LOS ANGELES (AP) — The Austin CaldwellUniversity of California, Los Angeles, will turn a sprawling former shopping mall into cutting-edge centers for immunology and quantum science research, Gov. Gavin Newsom and other officials announced Wednesday.
The 700,000-square-foot (65,032-square-meter) former Westside Pavilion, located 2 miles (3.2 kilometers) from the university’s Westwood campus, will be called UCLA Research Park.
It will house the California Institute for Immunology and Immunotherapy at UCLA, the UCLA Center for Quantum Science and Engineering, and eventually other programs, the governor said. He said it will take a little over three years to build out the research center and another two years to attract “the best and the brightest” to work there.
“It will serve as a state-of-the-art hub of research and innovation that will bring together academics, corporate partners, government agencies and startups to explore new areas of inquiry and achieve breakthroughs that could serve the common good,” UCLA Chancellor Gene Block told a news conference.
The mall shut down years ago.
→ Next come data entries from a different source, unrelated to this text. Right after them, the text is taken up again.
PR #729, opened 2026-08-10
fix(itun): make a stale Convex backend impossible to ship silently

alxjrvs:
## What happened

Production ran a **four-day-stale Convex backend** from 2026-08-06 to 2026-08-10 — surfaced by a player report, not by us:

> "I'm getting this unaccepted change error when modifying a pilot associated with a game"

The published client called `entities:upsertSoftLink`; prod had no such function, so every soft-link write (pilot ↔ mech ↔ crawler assignment) failed outright. `byAppId` was still the pre-#705 version that throws on a duplicate `appId`, so mirrored pilot and mech writes died too — with the redacted `Server Error` string, while every surface kept rendering them as saved. **39 failures in one evening.**

Nothing was red. Netlify was green, the site served the current commit, and the only trace was a Convex deployment log stream nobody tails. The backend has since been pushed by hand; this PR is about why nothing noticed.

Three seams were open. This closes all three.

## 1. The deploy could silently not happen

`apps/itun/netlify.toml` gated the backend push on `if [ -n "$CONVEX_DEPLOY_KEY" ]`, which made a **misconfiguration indistinguishable from an intended Solo build**: an absent key silently took the else branch, the build went green, and the site shipped a current client against a backend nobody pushed.

In the `production` context an absent key is now fatal, loudly, before anything is built. Deploy previews and branch deploys keep the Solo fallback they legitimately need.

## 2. Nothing compared what was deployed to what was committed

New `tools/check-convex-parity.ts`, following the two-half shape `tools/check-observability.ts` already established:

- **static** (`validate:all`, so every PR) — asserts the netlify.toml guard is still there. Hermetic, no credentials. A guard nothing checks is a guard that gets deleted in a cleanup six months from now.
- **`--live`** (nightly) — asks the deployment for its function list and fails on anything this repo defines that is not on it. That direction is the one that breaks players: a backend *behind* the client means the client calls things that aren't there.

Verified both ways: it fails when the guard is removed, and run against the spec I captured *before* the manual deploy it names exactly the three functions that were missing (`entities:upsertSoftLink`, `entities:removeSoftLink`, `maintenance:dedupeAppIds`).

The nightly job is gated on a `CONVEX_PARITY_PROBE` repo variable for the same reason `observability-probe` is — an alarm that rings for an unprovisioned credential is a broken window. **To turn it on:** add a Convex *production* deploy key as the `CONVEX_DEPLOY_KEY` repo secret, then set `CONVEX_PARITY_PROBE = on`.

## 3. The Sentry events were unusable

Sentry did capture these — 20 events — but a redacted defect arrives as `[CONVEX M(fn)] [Request ID: …] Server Error`, so the request id made every message unique. One condition became two issues, neither titled with anything searchable, and the mutation name — the only fact a redacted error still carries — appeared in no title.

Mirror failures now fingerprint on function + refusal/defect and tag the same, via a new `convexFunctionName()` that is **explicitly a diagnostic label, not a refusal classifier** (that stays `instanceof ConvexError`, per the rule in `apps/itun/CLAUDE.md`). `captureException` grew an options arg for fingerprint/tags; the two existing call sites are unchanged.

## Also: a false claim in two docs

`apps/itun/CLAUDE.md` and `docs/architecture/accounts-and-games.md` both recorded Convex Exception Reporting as "on for production since 2026-08-05". The `itun-convex` Sentry project has received **zero events in 30 days** — across a window containing those 39 failures. A reporting integration that reports nothing looks exactly like a healthy one with no errors, and this one was believed for five days. Both now say what is measurably true and point at `bunx convex logs`. The Pro-plan gate the doc already mentions is the first suspect.

## Verification

`bun run check:fast` green (lint, `validate:all` incl. the new check, knip, typecheck all packages); `bun --filter itun test` 1830 pass / 0 fail, including new coverage for `convexFunctionName` and the fingerprint/tags plumbing.

## Not in this PR

`maintenance:dedupeAppIds` still needs a run against prod to clear the duplicate rows — it's cleanup rather than an outage now that `byAppId` tolerates duplicates.


alxjrvs (commented):
Read the diff and checked it against the repo (Convex CLI internals in `node_modules`, `apps/itun/convex/*`, Sentry v10 types, knip config, the nightly workflow).

Nothing in the diff addresses instructions to a reviewing agent; it is all ordinary code and prose.

**Findings**

- `apps/itun/src/lib/observability.ts:104` — **BLOCKING.** `const hint: Parameters<typeof sentryModule.captureException>[1] = {}` resolves to Sentry v10's `ExclusiveEventHintOrCaptureContext | undefined`, which is the union `(CaptureContext & Partial<Record<keyof EventHint, never>>) | (EventHint & Partial<Record<keyof ScopeContext, never>>)`; `extra`, `tags` and `fingerprint` are all keys of `ScopeContext`, so in the second constituent they are typed `never`, and a property *write* through a union takes the intersection of the member types — `hint.extra = context` / `hint.tags` / `hint.fingerprint` are assignments to `undefined`/`never` and will not compile. Independently, `typeof sentryModule.captureException` is a type query on the *declared* type (`typeof import('@sentry/browser') | null`) — type queries do not honour the `if (!sentryModule) return` narrowing — which is a second error on the same line. The existing call sites passed the object literal inline (`context ? { extra: context } : undefined`) precisely because contextual typing picks the right union member; building it as a pre-typed variable loses that. Verify with `bun run typecheck:itun`; the fix is to build a plain local (`const hint: { extra?: …; tags?: …; fingerprint?: string[] } = {}`) and pass it at the call.

- `apps/itun/netlify.toml:50` — the new guard breaks the `&&` chain that used to gate the build on a successful install. The command is now `bun install … && if <guard>; fi; if <build>; fi`: `;` ends the AND-list, so when `bun install --frozen-lockfile` fails the guard is *skipped* and the build branch runs anyway. The stated property — "in the production context an absent key is fatal, loudly, before anything is built" — silently does not hold on an install failure. Chain the guard's `fi` to the build with `&&` (or put the guard first, before `bun install`).

- `tools/check-convex-parity.ts:157` — `functionsDefinedInRepo()` uses a non-recursive `readdirSync` and skips every dirent that is not a top-level `.ts` file, so a Convex function added in a nested module (`convex/games/list.ts` → `games/list.js:foo`, which Convex supports) is invisible to the parity set: the nightly check passes green while that function is undeployed, which is the exact failure mode the tool exists to catch. Currently latent — `convex/model/*` holds only helpers — but the check silently narrows as soon as the backend grows a subdirectory. Recurse, or fail loudly on an unexpected subdirectory.

- `.github/workflows/e2e-nightly.yml:403` — `convex-parity` is compared with `== 'failure'` in `notify-failure` and `!= 'failure'` in `notify-recovery`, so a job that exhausts its `timeout-minutes: 5` (reported as `cancelled`, not `failure`) opens no issue *and* satisfies the recovery condition, closing an existing tracking issue. This is the same hazard the comment 90 lines above documents for the e2e jobs and calls "the suite broke silently for days"; it is inherited from `observability-probe`, but this job does `checkout` + `bun install` + a network round-trip to Convex inside those 5 minutes, so a timeout is more likely here. Treating `cancelled` as a failure for both probe jobs (while still exempting `skipped`) closes it.

alxjrvs (commented):
Reviewed the diff against the surrounding code (`apps/itun/netlify.toml`, `apps/itun/convex/**`, `knip.json`, the Convex 1.43 CLI bundle to confirm `function-spec`'s output shape, `--deployment` selector semantics, and that its JSON goes to stdout uncontaminated). No prompt-injection text addressed to a reviewer is present in the diff.

The workflow gating logic is correct: a skipped `convex-parity` (`CONVEX_PARITY_PROBE` unset) yields `result == 'skipped'`, which neither trips `notify-failure`'s `== 'failure' || == 'cancelled'` clauses nor blocks `notify-recovery`'s `!=` clauses. The netlify.toml one-liner is POSIX-valid (`if …; fi && …` is an AND-list term, so the guard cannot be orphaned). `CaptureOptions` is used in-file so `ignoreExportsUsedInFile` keeps knip quiet, and `tools/**/*.ts` is already a root knip entry.

Findings:

- `tools/check-convex-parity.ts:212` — the live check prints `spec.url` but never asserts it is the production deployment, and when `CONVEX_DEPLOY_KEY` is set it deliberately passes no deployment selector. A dev or preview deploy key in the repo secret makes the nightly compare `main` against a deployment `convex dev` keeps current, so it goes green every night while production stays four days stale — the exact silent-misconfiguration shape this PR exists to eliminate. `DEFAULT_DEPLOYMENT` is right there to check the resolved URL/deployment against.
- `tools/check-convex-parity.ts:231` — parity is a set comparison of *names* only. The documented incident had two halves, and only one is caught: `byAppId` running the pre-#705 implementation that throws on a duplicate `appId` has an unchanged identifier, as does any schema drift, so a backend that is stale but name-compatible passes with "all N repo-defined functions are deployed". The header comment and the workflow comment both describe this as catching "the backend is behind the client", which overstates it.
- `apps/itun/src/stores/entityBackend.ts:211` — `source` and `op` are tags but not part of the fingerprint, and `convexFunctionName` returns `'unknown'` for anything without the `[CONVEX …]` prefix. So every non-Convex-prefixed failure across all three mirror paths — a WebSocket/network outage in `mirrorWrite`, a transient failure in `mirrorCrawlerWrite`, and a genuine client-side throw in `mirrorSoftLinkWrite` — collapses into the single issue `itun-mirror-write-failed / unknown / defect`. A new client bug arrives buried in the same issue as last week's connectivity blip, which is a grouping regression against Sentry's default stack-based fingerprint for exactly the cases the prefix does not cover.
- `apps/itun/netlify.toml:58` — the guard makes an absent `CONVEX_DEPLOY_KEY` fatal in the `production` context, so merging before that variable is provisioned on Netlify's production scope hard-fails *every* production ITUN deploy, including ones that touch nothing Convex-related. That is the intended design, but it is a merge-ordering precondition on out-of-repo state that nothing in CI can verify; confirm the variable is set (scope: builds, context: production) before landing.
- `tools/check-convex-parity.ts:201` — `execFileSync` throws on a non-zero exit and `JSON.parse` throws on any non-JSON stdout, both outside the `failures` collector, so an expired deploy key or a Convex outage surfaces as a raw Node stack trace rather than the diagnostic the rest of the tool is careful to produce. There is also no `timeout` on the child; only the job's `timeout-minutes: 5` bounds it, and a local run has no bound at all.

In 2019, Google leased the property and planned to use part of it for office space, a project that never came about. Google helped enable UCLA’s acquisition, the university said in a statement.
UCLA did not disclose the cost of the purchase, but Hudson Pacific Properties and the Macerich mixed-use real estate company, which were in a joint venture that owned the location, said it was acquired by the University of California for $700 million.